THE DATA:
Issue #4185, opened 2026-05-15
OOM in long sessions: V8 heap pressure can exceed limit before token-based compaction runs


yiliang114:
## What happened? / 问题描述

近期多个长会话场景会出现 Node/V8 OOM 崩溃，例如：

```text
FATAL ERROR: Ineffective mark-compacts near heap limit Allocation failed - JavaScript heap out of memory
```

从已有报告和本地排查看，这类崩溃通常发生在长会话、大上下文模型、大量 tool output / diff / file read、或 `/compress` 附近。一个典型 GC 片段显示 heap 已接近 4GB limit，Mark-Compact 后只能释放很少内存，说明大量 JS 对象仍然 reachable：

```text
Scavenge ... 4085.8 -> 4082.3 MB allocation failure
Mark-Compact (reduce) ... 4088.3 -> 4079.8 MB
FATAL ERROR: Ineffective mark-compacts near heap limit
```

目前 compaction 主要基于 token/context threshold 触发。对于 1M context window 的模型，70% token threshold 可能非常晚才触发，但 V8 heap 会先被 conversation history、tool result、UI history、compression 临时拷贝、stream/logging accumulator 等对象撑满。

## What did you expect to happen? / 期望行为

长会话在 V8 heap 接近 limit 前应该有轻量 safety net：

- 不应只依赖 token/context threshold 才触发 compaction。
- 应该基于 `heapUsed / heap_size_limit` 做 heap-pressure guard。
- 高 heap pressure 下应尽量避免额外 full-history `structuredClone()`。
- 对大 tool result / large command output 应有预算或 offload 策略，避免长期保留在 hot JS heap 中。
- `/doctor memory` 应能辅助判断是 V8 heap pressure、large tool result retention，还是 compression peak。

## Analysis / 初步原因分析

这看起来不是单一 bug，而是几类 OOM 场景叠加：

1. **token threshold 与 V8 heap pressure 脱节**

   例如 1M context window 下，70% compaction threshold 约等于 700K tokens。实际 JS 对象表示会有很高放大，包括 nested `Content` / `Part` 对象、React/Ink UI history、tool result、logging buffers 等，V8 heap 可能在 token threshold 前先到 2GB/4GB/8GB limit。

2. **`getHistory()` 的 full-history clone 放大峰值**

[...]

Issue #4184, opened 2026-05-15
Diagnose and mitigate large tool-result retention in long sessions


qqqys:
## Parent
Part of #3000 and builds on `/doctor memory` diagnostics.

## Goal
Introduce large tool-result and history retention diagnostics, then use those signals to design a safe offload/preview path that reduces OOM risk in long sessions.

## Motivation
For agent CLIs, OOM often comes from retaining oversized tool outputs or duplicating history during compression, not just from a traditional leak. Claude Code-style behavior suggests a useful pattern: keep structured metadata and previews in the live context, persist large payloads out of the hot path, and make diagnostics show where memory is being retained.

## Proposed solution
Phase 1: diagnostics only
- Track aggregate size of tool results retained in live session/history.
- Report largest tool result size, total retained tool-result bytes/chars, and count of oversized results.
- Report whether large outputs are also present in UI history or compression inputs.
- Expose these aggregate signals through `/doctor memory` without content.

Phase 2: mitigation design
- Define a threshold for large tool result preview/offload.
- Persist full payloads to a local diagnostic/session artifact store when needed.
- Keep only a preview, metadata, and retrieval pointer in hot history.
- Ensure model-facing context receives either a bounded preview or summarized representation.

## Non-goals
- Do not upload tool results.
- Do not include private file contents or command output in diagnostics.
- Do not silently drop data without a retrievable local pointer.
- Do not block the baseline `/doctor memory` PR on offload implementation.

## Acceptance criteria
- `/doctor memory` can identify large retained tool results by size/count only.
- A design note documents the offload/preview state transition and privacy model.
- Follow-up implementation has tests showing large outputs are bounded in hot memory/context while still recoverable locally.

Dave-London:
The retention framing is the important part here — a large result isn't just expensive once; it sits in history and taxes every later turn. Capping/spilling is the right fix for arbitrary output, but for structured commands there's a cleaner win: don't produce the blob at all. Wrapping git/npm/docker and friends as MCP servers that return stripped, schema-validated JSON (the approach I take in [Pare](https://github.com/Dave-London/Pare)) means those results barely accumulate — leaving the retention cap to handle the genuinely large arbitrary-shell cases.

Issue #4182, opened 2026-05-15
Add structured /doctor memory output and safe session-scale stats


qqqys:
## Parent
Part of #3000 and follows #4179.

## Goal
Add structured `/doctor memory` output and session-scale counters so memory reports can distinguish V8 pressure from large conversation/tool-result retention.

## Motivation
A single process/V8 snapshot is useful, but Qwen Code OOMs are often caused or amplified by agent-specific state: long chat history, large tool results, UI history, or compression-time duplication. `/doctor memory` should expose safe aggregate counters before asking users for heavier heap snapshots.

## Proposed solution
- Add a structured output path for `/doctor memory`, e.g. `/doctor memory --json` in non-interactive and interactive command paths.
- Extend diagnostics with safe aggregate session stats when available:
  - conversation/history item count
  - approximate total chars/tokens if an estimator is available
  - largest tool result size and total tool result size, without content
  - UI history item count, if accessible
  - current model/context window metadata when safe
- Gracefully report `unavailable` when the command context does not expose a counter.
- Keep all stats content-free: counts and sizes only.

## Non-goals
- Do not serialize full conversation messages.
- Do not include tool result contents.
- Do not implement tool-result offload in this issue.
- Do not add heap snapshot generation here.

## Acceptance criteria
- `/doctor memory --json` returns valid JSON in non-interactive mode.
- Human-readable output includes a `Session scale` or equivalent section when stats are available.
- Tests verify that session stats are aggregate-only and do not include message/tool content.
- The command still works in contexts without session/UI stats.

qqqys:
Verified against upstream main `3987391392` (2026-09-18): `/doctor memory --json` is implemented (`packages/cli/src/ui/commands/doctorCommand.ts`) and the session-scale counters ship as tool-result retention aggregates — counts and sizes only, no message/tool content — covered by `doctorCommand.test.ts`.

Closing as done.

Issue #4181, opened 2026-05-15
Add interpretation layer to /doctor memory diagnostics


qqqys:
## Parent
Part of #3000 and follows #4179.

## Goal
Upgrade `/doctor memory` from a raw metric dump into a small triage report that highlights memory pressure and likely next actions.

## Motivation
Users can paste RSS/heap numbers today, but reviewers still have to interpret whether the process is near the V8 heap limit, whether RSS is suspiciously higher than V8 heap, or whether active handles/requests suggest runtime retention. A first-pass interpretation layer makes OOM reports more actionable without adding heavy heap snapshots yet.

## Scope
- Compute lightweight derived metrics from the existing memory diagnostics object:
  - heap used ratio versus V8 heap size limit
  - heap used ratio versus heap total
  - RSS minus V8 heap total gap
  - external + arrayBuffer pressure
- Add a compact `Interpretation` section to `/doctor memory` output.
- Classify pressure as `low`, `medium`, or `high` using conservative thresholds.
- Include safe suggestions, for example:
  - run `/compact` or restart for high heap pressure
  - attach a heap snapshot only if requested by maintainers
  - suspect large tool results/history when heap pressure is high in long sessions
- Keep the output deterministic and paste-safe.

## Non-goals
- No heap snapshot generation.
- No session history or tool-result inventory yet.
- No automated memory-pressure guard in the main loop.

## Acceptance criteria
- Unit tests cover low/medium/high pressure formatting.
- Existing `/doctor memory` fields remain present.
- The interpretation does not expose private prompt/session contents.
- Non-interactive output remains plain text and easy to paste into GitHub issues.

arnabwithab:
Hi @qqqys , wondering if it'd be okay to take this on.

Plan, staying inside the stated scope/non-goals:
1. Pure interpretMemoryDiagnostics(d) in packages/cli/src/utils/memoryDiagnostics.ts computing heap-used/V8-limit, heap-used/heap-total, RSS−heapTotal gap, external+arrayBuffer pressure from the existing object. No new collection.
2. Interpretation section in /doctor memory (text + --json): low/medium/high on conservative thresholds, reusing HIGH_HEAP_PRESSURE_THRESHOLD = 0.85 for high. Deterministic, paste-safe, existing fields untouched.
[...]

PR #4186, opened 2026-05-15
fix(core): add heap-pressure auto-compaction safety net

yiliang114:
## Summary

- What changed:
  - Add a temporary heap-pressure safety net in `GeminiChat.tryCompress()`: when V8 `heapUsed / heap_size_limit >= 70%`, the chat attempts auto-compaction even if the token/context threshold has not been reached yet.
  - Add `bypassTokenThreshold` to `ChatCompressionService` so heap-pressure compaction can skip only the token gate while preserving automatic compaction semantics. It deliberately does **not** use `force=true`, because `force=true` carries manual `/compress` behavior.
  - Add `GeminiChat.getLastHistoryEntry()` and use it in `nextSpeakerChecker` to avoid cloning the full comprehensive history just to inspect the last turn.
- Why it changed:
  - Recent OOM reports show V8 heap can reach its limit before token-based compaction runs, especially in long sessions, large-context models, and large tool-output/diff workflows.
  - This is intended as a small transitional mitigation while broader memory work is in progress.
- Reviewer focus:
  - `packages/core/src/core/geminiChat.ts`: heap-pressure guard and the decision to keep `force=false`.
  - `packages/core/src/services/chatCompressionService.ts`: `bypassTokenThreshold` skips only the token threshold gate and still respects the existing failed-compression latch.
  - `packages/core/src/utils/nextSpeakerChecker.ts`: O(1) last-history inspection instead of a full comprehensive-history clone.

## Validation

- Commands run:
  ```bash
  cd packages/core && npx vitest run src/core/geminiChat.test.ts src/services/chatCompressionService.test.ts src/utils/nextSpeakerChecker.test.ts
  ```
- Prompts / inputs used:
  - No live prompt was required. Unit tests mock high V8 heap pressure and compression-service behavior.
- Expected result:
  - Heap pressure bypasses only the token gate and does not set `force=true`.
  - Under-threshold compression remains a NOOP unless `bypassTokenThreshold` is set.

WHAT TO DO: Taking the material above, say how many lines have "those" in them, and give no other output.

YOUR RESPONSE: 2